> Work to be completed
Line filter on the word "that": copy each matching line from the entries.

━━ Supplied records ━━

PR #1016, opened 2024-01-28
feat(conditional-variable-events): present event options in tooltip

timstawowski:
Show all possible variable event values to avoid searching for them.

### DIFF
--- a/src/provider/camunda-platform/properties/ConditionProps.js
+++ b/src/provider/camunda-platform/properties/ConditionProps.js
@@ -421,14 +421,26 @@ function VariableEvents(props) {
     });
   };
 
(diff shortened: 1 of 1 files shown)


barmac:
Hi,

thanks for your contribution! The initial solution didn't work, but I managed to fix that.

image

I merged your contribution via https://github.com/bpmn-io/bpmn-js-properties-panel/commit/4e3684bb505c605834d19abbcbbc8af31ff5e5d5. It occurred that the `tooltip` prop is expecting a preact element and not a component. I will create an issue for this.

timstawowski:
Hi @barmac,

thanks for the fix and sorry for presenting without local testing.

━━━

> Answer box
thanks for your contribution! The initial solution didn't work, but I managed to fix that.
I merged your contribution via https://github.com/bpmn-io/bpmn-js-properties-panel/commit/4e3684bb505c605834d19abbcbbc8af31ff5e5d5. It occurred that the `tooltip` prop is expecting a preact element and not a component. I will create an issue for this.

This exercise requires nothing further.